Protons might be the Large Hadron Collider’s bread and butter, but that doesn’t mean it can’t crave more exotic tastes from time to time. On Wednesday, 25 July, for the very first time, operators injected not just atomic nuclei but lead “atoms” containing a single electron into the LHC. This was one of the first proof-of-principle tests for a new idea called the Gamma Factory, part of CERN’s Physics Beyond Colliders project.
“We’re investigating new ideas of how we could broaden the present CERN research programme and infrastructure,” says Michaela Schaumann, an LHC Engineer in Charge. “Finding out what’s possible is the first step.”
During normal operation, the LHC produces a steady stream of proton–proton collisions, then smashes together atomic nuclei for about four weeks just before the annual winter shutdown. But for a handful of days a year, accelerator physicists get to try something completely new during periods of machine development. Previously, they accelerated xenon nuclei in the LHC and tested other kinds of partially stripped lead ions in the SPS accelerator.
This special LHC run was really the last step in a series of tests,” says physicist Witold Krasny, who is coordinating a study group of about 50 scientists to develop new ways to produce high-energy gamma rays.
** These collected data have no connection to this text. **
PR #275, opened 2021-01-26
refactor(elements|ino-datepicker): separate validation and configuration from component

### LINKED ISSUE #257: Refactor datepicker
The datepicker is pretty blown up and should be refactored for better code maintainability and readability.

## Some ideas
Think of which part may be better in separated files. For instance, the entire *Type-Specific options* could easily be moved to a `type-specific-options.ts`. Furthermore, the logic of how to validate the field could be moved to a `validation.ts`.

janivo:
Closes #257 

## Proposed Changes

- Move validation logic to `validation.ts`
- Move type-specific options to `type-specific-options.ts`
- Add some more test to ensure the functionality
- Remove focus workaround from the past
- Remove `updateFlatpickr` method to support typing

~~⚠️ This PR is currently based on #271, so I'll wait until that one is merged and rebase this one afterward.~~
As there are some problems with #271, I rebased this one onto the current master so this can be reviewed now.


janivo:
This can be reviewed now

packages/elements/src/components/ino-datepicker/ino-datepicker.tsx
```diff
@@ -272,71 +283,59 @@ export class Datepicker implements ComponentInterface {
...
       ignoredFocusElements: [],
       locale: getDatepickerLocale(this.el),
       onValueUpdate: (_, newValue) => this.valueChange.emit(newValue),
-      onChange: () => this.focusInputField(),
     };
 
-    const typeSpecificOptions: Partial<BaseOptions> = this.getTypeSpecificOptions();
+    const typeSpecificOptions: Partial<BaseOptions> = getTypeSpecificOption(
+      this.inoType,
+      {
```
pfecht, line 319: Why not passing the Element itself? The Props should be public vars so you don'T have to map all props

pfecht (changes requested):

packages/elements/src/components/ino-datepicker/ino-datepicker.tsx
```diff
@@ -348,130 +347,17 @@ export class Datepicker implements ComponentInterface {
...
-    if (this.flatpickr) {
-      this.flatpickr.set(option, value);
-    }
-  }
-
   private dispose() {
     if (this.flatpickr) {
       this.flatpickr.destroy();
-
-      if (this.isMonthPicker()) {
```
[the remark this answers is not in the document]
janivo: You are right. They were removed because the branch was based on another one and I forgot to revert it.

packages/elements/src/components/ino-datepicker/type-specific-options.ts
```diff
@@ -0,0 +1,101 @@
+import monthSelectPlugin from 'flatpickr/dist/plugins/monthSelect';
+import { BaseOptions } from 'flatpickr/dist/types/options';
+
+export type PickerTypeOptions = 'date' | 'month' | 'time' | 'datetime';
```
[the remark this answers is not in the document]
janivo: I had to use a workaround because you cannot extract keys from enums pre TS 4.1 (see [here](https://stackoverflow.com/questions/52393730/typescript-string-literal-union-type-from-enum)) but it's still an improvement

packages/elements/src/components/ino-datepicker/ino-datepicker.tsx
janivo: Which element do you mean? `this`? I have to remap them sooner or later because they are `ino`-prefixed

pfecht: Ah missed that points, Makes sense 👍

packages/elements/src/components/ino-datepicker/ino-datepicker.tsx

Accelerating lead nuclei with one remaining electron can be challenging because of how delicate these atoms are. “It’s really easy to accidentally strip off the electron,” explains Schaumann. “When that happens, the nucleus crashes into the wall of the beam pipe because its charge is no longer synchronised with the LHC’s magnetic field.”
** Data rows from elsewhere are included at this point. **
PR #277, opened 2021-01-27
refactor(elements): remove ino-leading/trailing properties

### LINKED ISSUE #252: Dont' use properties for conditional slots
In some cases, we use properties in order to render conditional slots. For instance, `ino-button`
https://github.com/inovex/elements/blob/bf6f0e53b5ca85230155d18ec2a21ec57d8ecc54/packages/elements/src/components/ino-button/ino-button.tsx#L70-L78

has two properties to render markup for icon two slots.

https://github.com/inovex/elements/blob/bf6f0e53b5ca85230155d18ec2a21ec57d8ecc54/packages/elements/src/components/ino-button/ino-button.tsx#L162-L166

https://github.com/inovex/elements/blob/bf6f0e53b5ca85230155d18ec2a21ec57d8ecc54/packages/elements/src/components/ino-button/ino-button.tsx#L174-L178

Do not use properties as work around to check whether a slot exists. Instead, check the content of a slot with
* `this.el.querySelectorAll("[slot=ino-secondary-icon]").length > 0;`

This reduces the number of properties and avoids duplicate code. Further, there should be some kind of "slot utility" to handle this behaviour consistently (with and without shadow DOM).

### Additional context
Similar behaviour should be reconsidered for:
* `ino-chip`
* `ino-input`
* `ino-list-item` (already implements this behaviour => move to utility)
* `ino-table`

janivo:
Closes #252 

## Proposed Changes

- Add utility function to check for slot content
- Refactor components that have conditional slots to use the new utility function
- Update stories and test where necessary

⚠️ This introduces a BREAKING CHANGE due to the removal of the aforementioned properties which leads to typescript errors in consumer projects.


janivo:
I will add some documentation for the slots

janivo:
This is ready for review

P1NHE4D (approved):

During the first run, operators injected 24 bunches of “atoms” and achieved a low-energy stable beam inside the LHC for about an hour. They then ramped the LHC up to its full power and maintained the beam for about two minutes before it was ejected into the beam dump. “If too many particles go off course, the LHC automatically dumps the beam,” states Schaumann. “Our main priority is to protect the LHC and its magnets.”
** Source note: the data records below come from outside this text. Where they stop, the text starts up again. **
PR #281, opened 2021-02-03
style(elements|ino-menu): inherit border-radius

### LINKED ISSUE #231: ino-menu: Inherit border-radius
It would nice to customize the `border-radius` in the `ino-menu`.

I would like to define the `border-radius` like this:
```css
ino-menu {
  border-radius: 30px;
}
```

The alternative would be to dive deep into the children of `ino-menu`, select the correct container, and set the `border-radius` by myself. But this is an implementation detail and things like html-structure, classnames, etc. could change anytime. 

### Additional context
To solve this, just inherit the `border-radius` property to the correct container (in this case: `mdc-menu mdc-menu-surface mdc-menu-surface--open`). IMO a CSS-Var would be overkill.

See also: #232

P1NHE4D:
⚙️ **Changes:**
* adjusted the `border-radius` property of the `mdc-menu` class to inherit its value from `ino-menu`

🎟️ **Closes #231**

### DIFF
--- a/packages/elements/src/components/ino-menu/ino-menu.scss
+++ b/packages/elements/src/components/ino-menu/ino-menu.scss
@@ -4,6 +4,7 @@
 
 ino-menu {
   display: block;
+  border-radius: 4px;
 
   .mdc-menu-surface--anchor {
     border-radius: inherit;
--- a/packages/elements/src/components/ino-menu/ino-menu.scss
+++ b/packages/elements/src/components/ino-menu/ino-menu.scss
@@ -4,7 +4,6 @@
 
 ino-menu {
   display: block;
-  border-radius: 4px;
 
   .mdc-menu-surface--anchor {
     border-radius: inherit;
--- a/packages/elements/src/components/ino-menu/ino-menu.scss
+++ b/packages/elements/src/components/ino-menu/ino-menu.scss
@@ -4,4 +4,13 @@
 
 ino-menu {
   display: block;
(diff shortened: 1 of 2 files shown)


packages/elements/src/components/ino-menu/ino-menu.scss
```diff
@@ -4,4 +4,13 @@
 
 ino-menu {
   display: block;
+  border-radius: 4px;
```
janivo, line 7: The `4px` overwrites the value I provide. It does not change the border-radius with the following code:
```css
ino-menu {
  border-radius: 0;
}
```

janivo (changes requested):

packages/elements/src/components/ino-menu/ino-menu.scss
P1NHE4D: You should now be able to set it to a different value. I removed the property from the stylesheet.

janivo: Ok, my bad here.
I thought that it behaves dynamically e.g. I can change the `border-radius` to `99px` in the DEV-Tools and it updates instantly. Turns out that it's static and was working before and I did not use it correctly.
I'll revert your last commit and approve it!

P1NHE4D: Oh good to know! 😄 Thanks for the heads up!

janivo (approved):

After running the magnets through the restart cycle, Schaumann and her colleagues tried again, this time with only six bunches. They kept the beam circulating for two hours before intentionally dumping it.
Physicists are doing these tests to see if the LHC could one day operate as a gamma-ray factory. In this scenario, scientists would shoot the circulating “atoms” with a laser, causing the electron to jump into a higher energy level. As the electron falls back down, it spits out a particle of light. In normal circumstances, this particle of light would not be very energetic, but because the “atom” is already moving at close to the speed of light, the energy of the emitted photon is boosted and its wavelength is squeezed (due to the Doppler effect).
These gamma rays would have sufficient energy to produce normal “matter” particles, such as quarks, electrons and even muons. Because matter and energy are two sides of the same coin, these high-energy gamma rays would transform into massive particles and could even morph into new kinds of matter, such as dark matter. They could also be the source for new types of particle beams, such as a muon beam.
Even though this is still a long way off, the tests this week were an important first step in seeing what is possible.